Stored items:
PR #336, opened 2021-11-13
Fea: Show buy error items, scroll quickshop, fix quick shop description

mzegar:
1. Fixed showcasing a description of an item when nothing was selected
2. Allow the quickshop to scroll if there is a huge amount of items

### DIFF
--- a/code/ui/alivehud/quickshop/QuickShop.cs
+++ b/code/ui/alivehud/quickshop/QuickShop.cs
@@ -88,8 +88,6 @@ namespace TTTReborn.UI
 
             foreach (ShopItemData itemData in shop.Items)
             {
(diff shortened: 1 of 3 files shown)


Alf21:
I like most of the changes except the displaying of not buyable items as it shall be a "QuickShop" where you don't have to check that.

Instead, that should be a thing for the FullShop imo, so you can dive into that shop if you wanna see why it's not working. I think that gonna give the best overview to the users, but could be wrong...

Maybe should be discussed on the discord, in the end, I don't care as much ^^

mzegar:
I removed the changes in terms of logic, let's do that in a different PR, these fixes are pretty good that should be ingame right now.

Alf21 (approved):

YOUR TASK -> In full and without alteration, write out the data above.

WRITTEN RESPONSE ->
PR #336, opened 2021-11-13
Fea: Show buy error items, scroll quickshop, fix quick shop description

mzegar:
1. Fixed showcasing a description of an item when nothing was selected
2. Allow the quickshop to scroll if there is a huge amount of items

### DIFF
--- a/code/ui/alivehud/quickshop/QuickShop.cs
+++ b/code/ui/alivehud/quickshop/QuickShop.cs
@@ -88,8 +88,6 @@ namespace TTTReborn.UI
 
             foreach (ShopItemData itemData in shop.Items)
             {
(diff shortened: 1 of 3 files shown)


Alf21:
I like most of the changes except the displaying of not buyable items as it shall be a "QuickShop" where you don't have to check that.

Instead, that should be a thing for the FullShop imo, so you can dive into that shop if you wanna see why it's not working. I think that gonna give the best overview to the users, but could be wrong...

Maybe should be discussed on the discord, in the end, I don't care as much ^^

mzegar:
I removed the changes in terms of logic, let's do that in a different PR, these fixes are pretty good that should be ingame right now.

Alf21 (approved):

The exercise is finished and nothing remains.